What the task asks: Beginning with the first line of the data below, reproduce every line unchanged, ending with the line that holds "This includes prepending".

Material for this task:
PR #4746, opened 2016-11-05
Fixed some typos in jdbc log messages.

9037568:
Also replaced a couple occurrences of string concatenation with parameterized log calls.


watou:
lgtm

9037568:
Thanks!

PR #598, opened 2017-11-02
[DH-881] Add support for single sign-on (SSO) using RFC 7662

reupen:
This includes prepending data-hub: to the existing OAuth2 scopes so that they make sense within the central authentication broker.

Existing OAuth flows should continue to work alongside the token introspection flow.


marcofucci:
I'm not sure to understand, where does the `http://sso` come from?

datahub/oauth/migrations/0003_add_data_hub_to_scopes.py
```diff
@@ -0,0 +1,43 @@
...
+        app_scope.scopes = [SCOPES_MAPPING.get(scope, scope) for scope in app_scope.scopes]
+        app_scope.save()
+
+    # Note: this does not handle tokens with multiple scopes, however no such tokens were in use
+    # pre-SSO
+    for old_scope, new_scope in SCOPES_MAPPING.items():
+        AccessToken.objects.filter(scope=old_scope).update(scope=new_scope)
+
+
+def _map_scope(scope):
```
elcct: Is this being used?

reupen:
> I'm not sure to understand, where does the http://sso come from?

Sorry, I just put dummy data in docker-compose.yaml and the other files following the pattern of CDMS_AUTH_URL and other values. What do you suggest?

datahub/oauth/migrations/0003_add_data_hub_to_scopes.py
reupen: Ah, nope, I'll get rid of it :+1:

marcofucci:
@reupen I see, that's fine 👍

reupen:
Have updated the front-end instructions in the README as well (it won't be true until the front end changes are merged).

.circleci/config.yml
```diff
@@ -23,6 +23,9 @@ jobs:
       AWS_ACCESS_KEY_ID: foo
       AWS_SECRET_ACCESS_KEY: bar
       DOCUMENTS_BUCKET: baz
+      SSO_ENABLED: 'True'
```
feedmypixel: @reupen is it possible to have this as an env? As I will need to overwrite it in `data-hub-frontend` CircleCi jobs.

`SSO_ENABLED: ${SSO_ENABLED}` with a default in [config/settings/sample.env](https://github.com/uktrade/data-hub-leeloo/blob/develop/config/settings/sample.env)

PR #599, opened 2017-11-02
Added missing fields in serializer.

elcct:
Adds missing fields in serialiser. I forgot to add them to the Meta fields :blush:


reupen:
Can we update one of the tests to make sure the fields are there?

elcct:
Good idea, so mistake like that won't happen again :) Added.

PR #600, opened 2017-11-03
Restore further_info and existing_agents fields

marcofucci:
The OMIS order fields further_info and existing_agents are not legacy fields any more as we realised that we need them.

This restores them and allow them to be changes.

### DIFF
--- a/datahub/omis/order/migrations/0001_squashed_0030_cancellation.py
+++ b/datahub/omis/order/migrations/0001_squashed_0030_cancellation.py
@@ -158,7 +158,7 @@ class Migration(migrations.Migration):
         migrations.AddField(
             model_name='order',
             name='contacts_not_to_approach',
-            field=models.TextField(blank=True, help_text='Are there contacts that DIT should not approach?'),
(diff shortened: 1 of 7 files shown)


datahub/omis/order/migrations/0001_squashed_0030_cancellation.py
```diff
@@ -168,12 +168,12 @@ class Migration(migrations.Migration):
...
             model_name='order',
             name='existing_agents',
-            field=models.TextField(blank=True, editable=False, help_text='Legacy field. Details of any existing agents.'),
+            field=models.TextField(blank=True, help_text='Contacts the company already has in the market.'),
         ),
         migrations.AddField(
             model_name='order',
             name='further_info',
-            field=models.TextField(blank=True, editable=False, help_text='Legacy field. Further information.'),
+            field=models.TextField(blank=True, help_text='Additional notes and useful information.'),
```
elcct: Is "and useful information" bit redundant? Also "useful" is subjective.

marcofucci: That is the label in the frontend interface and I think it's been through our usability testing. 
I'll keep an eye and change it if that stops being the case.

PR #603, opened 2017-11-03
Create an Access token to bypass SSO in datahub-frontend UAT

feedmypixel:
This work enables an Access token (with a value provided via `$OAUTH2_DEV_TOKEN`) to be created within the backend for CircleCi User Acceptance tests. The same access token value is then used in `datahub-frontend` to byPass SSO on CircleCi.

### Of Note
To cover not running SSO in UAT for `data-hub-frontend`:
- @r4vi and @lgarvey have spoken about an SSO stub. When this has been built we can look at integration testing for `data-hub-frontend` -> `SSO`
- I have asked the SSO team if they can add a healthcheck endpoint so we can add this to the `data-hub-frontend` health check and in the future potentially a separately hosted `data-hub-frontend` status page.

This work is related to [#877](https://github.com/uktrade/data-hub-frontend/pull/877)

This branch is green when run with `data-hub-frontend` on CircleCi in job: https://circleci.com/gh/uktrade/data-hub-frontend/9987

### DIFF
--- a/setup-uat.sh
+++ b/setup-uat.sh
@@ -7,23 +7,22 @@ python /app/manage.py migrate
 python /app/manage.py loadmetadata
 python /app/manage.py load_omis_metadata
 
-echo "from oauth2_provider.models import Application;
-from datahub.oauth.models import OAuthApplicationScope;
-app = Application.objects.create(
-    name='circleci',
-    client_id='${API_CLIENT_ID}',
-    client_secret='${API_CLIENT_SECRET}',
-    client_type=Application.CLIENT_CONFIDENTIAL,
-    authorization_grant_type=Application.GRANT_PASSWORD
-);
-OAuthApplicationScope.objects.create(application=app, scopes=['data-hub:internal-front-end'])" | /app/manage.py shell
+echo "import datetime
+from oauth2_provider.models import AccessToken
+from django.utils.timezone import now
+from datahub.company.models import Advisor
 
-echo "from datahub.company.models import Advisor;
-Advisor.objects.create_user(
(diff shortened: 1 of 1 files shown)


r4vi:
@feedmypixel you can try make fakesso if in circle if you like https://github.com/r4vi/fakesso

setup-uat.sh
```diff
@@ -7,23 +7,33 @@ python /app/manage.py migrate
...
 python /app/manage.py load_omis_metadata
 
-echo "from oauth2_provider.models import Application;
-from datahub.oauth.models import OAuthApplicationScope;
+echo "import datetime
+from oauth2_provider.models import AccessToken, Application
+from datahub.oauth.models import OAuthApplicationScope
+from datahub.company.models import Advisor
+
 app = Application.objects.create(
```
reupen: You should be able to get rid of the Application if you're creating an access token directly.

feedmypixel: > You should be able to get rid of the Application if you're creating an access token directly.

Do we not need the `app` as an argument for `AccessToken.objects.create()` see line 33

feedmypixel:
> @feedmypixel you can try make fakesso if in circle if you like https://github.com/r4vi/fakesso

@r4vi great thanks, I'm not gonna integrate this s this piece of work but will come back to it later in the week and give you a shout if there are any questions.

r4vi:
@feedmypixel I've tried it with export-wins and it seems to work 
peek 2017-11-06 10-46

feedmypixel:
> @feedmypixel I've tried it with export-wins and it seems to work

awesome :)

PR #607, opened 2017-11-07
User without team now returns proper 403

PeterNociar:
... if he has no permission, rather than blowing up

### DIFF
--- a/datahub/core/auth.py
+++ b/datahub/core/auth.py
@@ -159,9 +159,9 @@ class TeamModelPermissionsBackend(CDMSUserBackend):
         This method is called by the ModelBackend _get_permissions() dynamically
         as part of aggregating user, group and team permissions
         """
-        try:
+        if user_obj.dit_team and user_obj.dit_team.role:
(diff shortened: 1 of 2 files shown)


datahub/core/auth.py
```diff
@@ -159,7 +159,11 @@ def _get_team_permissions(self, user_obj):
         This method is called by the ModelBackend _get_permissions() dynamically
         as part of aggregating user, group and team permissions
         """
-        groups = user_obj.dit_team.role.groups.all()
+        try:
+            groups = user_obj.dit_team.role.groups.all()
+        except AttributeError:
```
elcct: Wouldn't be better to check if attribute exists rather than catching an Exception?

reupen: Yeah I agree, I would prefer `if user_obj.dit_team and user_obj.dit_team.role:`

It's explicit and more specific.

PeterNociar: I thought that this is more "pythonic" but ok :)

Answer area:
PR #4746, opened 2016-11-05
Fixed some typos in jdbc log messages.

9037568:
Also replaced a couple occurrences of string concatenation with parameterized log calls.


watou:
lgtm

9037568:
Thanks!

PR #598, opened 2017-11-02
[DH-881] Add support for single sign-on (SSO) using RFC 7662

reupen:
This includes prepending data-hub: to the existing OAuth2 scopes so that they make sense within the central authentication broker.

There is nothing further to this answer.